Kubernetes multi-cluster implementation in under 10 minutes

Akriotis Kyriakos

Published in

ITNEXT

9 min readOct 21, 2023

Build a mesh of Kubernetes clusters with Cilium ClusterMesh and KIND

TL;DR

After completing this lab, you will have a multiple-cluster Kubernetes environment running as containers in your local development machine.

What do we need?

It is strongly advised to run this lab on a Linux machine, my choice was Ubuntu, as Docker Desktop on MacOS is not exposing the docker network to the host and the effort and complexity required to mitigate this inconvenience is out of the scope of this article.

kind is a tool for running local Kubernetes clusters that emulates nodes as Docker containers. kind was purposed for testing Kubernetes itself, but can be used for local development or CI pipelines as well:

[ $(uname -m) = x86_64 ] && curl -Lo ./kind https://kind.sigs.k8s.io/dl/v0.20.0/kind-linux-amd64
chmod +x ./kind
sudo mv ./kind /usr/local/bin/kind

Helm, the de facto package manager for Kubernetes:

curl -fsSL -o get_helm.sh https://raw.githubusercontent.com/helm/helm/main/scripts/get-helm-3
chmod 700 get_helm.sh
./get_helm.sh

Cilium CLI, “a CLI to install, manage & troubleshoot Kubernetes clusters running Cilium CNI”, as it’s stated in its GitHub repo:

CILIUM_CLI_VERSION=$(curl -s https://raw.githubusercontent.com/cilium/cilium-cli/main/stable.txt)
CLI_ARCH=amd64
if [ "$(uname -m)" = "aarch64" ]; then CLI_ARCH=arm64; fi
curl -L --fail --remote-name-all https://github.com/cilium/cilium-cli/releases/download/${CILIUM_CLI_VERSION}/cilium-linux-${CLI_ARCH}.tar.gz{,.sha256sum}
sha256sum --check cilium-linux-${CLI_ARCH}.tar.gz.sha256sum
sudo tar xzvfC cilium-linux-${CLI_ARCH}.tar.gz /usr/local/bin
rm cilium-linux-${CLI_ARCH}.tar.gz{,.sha256sum}

You should not mix the Cilium CLI helm mode to enable ClusterMesh or connect clusters configured by the Cilium CLI — they are operating in classic mode — as the two modes are not compatible with each other.
We are not going to use Cilium CLI to install Cilium, but Helm instead.
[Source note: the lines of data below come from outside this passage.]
PR #556, opened 2019-06-26
calculate "end frame" of animation group, animation group methods exposed to maxscript

elpie89:
this method allows calculate the last key animated comparing all nodes in the animation group and setting the animation "end frame" to the correct value automatically


sebavan:
@Drigax Could you review this one ?

3ds Max/Max2Babylon/Forms/AnimationGroupControl.cs
```diff
@@ -167,6 +170,40 @@ private void confirmButton_Click(object sender, EventArgs e)
             ConfirmPressed?.Invoke(confirmedInfo);
         }
 
+        private AnimationGroup CalculateEndFrameFromAnimationGroupNodes(AnimationGroup animationGroup)
```
Drigax: This should probably return int, rather than AnimationGroup if we ever want to make this reusable.

Drigax: Also, why put this in AnimationGroupControl, rather than as part of [AnimationGroup](https://github.com/BabylonJS/Exporters/blob/master/3ds%20Max/Max2Babylon/Exporter/AnimationGroup.cs) as a utility or class method?

3ds Max/Max2Babylon/Forms/AnimationGroupControl.cs
```diff
@@ -157,8 +157,11 @@ private void confirmButton_Click(object sender, EventArgs e)
             confirmedInfo.FrameStart = newFrameStart;
             confirmedInfo.FrameEnd = newFrameEnd;
 
-            if(nodesChanged)
+            if (nodesChanged)
+            {
                 confirmedInfo.NodeHandles = newHandles;
+                confirmedInfo = CalculateEndFrameFromAnimationGroupNodes(confirmedInfo);
```
Drigax: Here, we override the UI values with whatever value we calculate. I'm not sure if that's good UX.

Can we change this to prepopulate the text field with our "best guess of the end frame" on animation group creation, rather than render the text field useless?

3ds Max/Max2Babylon/Forms/AnimationGroupControl.cs
```diff
@@ -167,6 +170,40 @@ private void confirmButton_Click(object sender, EventArgs e)
...
+                        lastKey = Math.Max(lastKey, node.TMController.PositionController.GetKeyTime(posKeys - 1));
+                    }
+
+                    if (node.TMController.RotationController!=null)
+                    {
+                        int rotKeys = node.TMController.RotationController.NumKeys;
+                        lastKey = Math.Max(lastKey, node.TMController.RotationController.GetKeyTime(rotKeys - 1));
+                    }
+
+                    if (node.TMController.ScaleController!=null)
```
Drigax: We're looking at posRotScale keys for the objects in our scene, but what about morph target weights? Or if the posRotScale of an object that we want animated is driven via IK or something that may not be keyframed?

3ds Max/Max2Babylon/Forms/AnimationGroupControl.cs
```diff
@@ -167,6 +170,40 @@ private void confirmButton_Click(object sender, EventArgs e)
...
+                    {
+                        int scaleKeys = node.TMController.ScaleController.NumKeys;
+                        lastKey = Math.Max(lastKey, node.TMController.ScaleController.GetKeyTime(scaleKeys - 1));
+                    }
+                    decimal keyTime = Decimal.Ceiling(lastKey / 160);
+                    endFrame = Math.Max(endFrame, Decimal.ToInt32(keyTime));
+                }
+            }
+            animationGroup.FrameEnd = endFrame;
```
Drigax: Lets remove this side effect, I don't think we really want to have a "calculation" function change the state of things outside its scope, it'll be cleaner to return endFrame

3ds Max/Max2Babylon/Forms/AnimationGroupControl.cs
PatrickRyanMS: We should never assume the intent of the user. When I am building an animation timeline, there are definite areas in the timeline I never intend on exporting and if my values in the animation group UI are overwritten with calculated values, I will see that as a bug.

We should help the user by populating with our best guess to save them time, but we should never change what the user set in the UI. If the user enters values that are incorrect (I have keys to frame 50 and export to frame 100) they should see half of the clip with no transforms changing rather than assuming they didn't want those extra frame and eliminating them. There may be a valid reason for them to export their animation in this way that we cannot foresee.

3ds Max/Max2Babylon/Forms/AnimationGroupControl.cs
elpie89: ok I will move this to utility

3ds Max/Max2Babylon/Forms/AnimationGroupControl.cs
elpie89: I will move this calculation on a specific a button, at least the user will be able to add many bones and at the end, the time range can be updated manually. is it ok for you?

3ds Max/Max2Babylon/Forms/AnimationGroupControl.cs
elpie89: I don't really see this point, is the exporter able to export an IK bone without exporting the node that constraint the animation?

3ds Max/Max2Babylon/Forms/AnimationGroupControl.cs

Cilium CLI would come handy afterwards, when we’d need to run some connectivity tests.

What is Cilium ClusterMesh?

ClusterMesh is Cilium’s multi-cluster implementation. It extends the networking datapath across multiple Kubernetes clusters. It allows endpoints that live in different connected clusters to communicate and on the same time it provides full policy enforcement. ClusterMesh provides (excerpt taken from the official article “Deep Dive into Cilium Multi-cluster”):

Pod IP routing across multiple Kubernetes clusters at native performance via tunneling or direct-routing without requiring any gateways or proxies.
Transparent service discovery with standard Kubernetes services and coredns/kube-dns.
Network policy enforcement spanning multiple clusters. Policies can be specified as Kubernetes NetworkPolicy resource or the extended CiliumNetworkPolicy CRD.
Transparent encryption for all communication between nodes in the local cluster as well as across cluster boundaries.

Cilium ClusterMesh Use Cases

Common scenarios and applications of multi-cluster Kubernetes setups are cases requiring high availability, fault isolation, scalability, and geographical distribution:

High availability is the use case we’d come across more often. In this scenario we have Kubernetes clusters running in more than one regions or availability zones and each replica of the same services is deployed in each cluster. In case of failure, the requests can be seamlessly rerouted to other clusters.

This is the use case we are going to focus on in this lab. You can skip the rest of the use cases, they are mentioned below to give you a better understanding of the applications and the real-life problems that ClusterMesh tackles.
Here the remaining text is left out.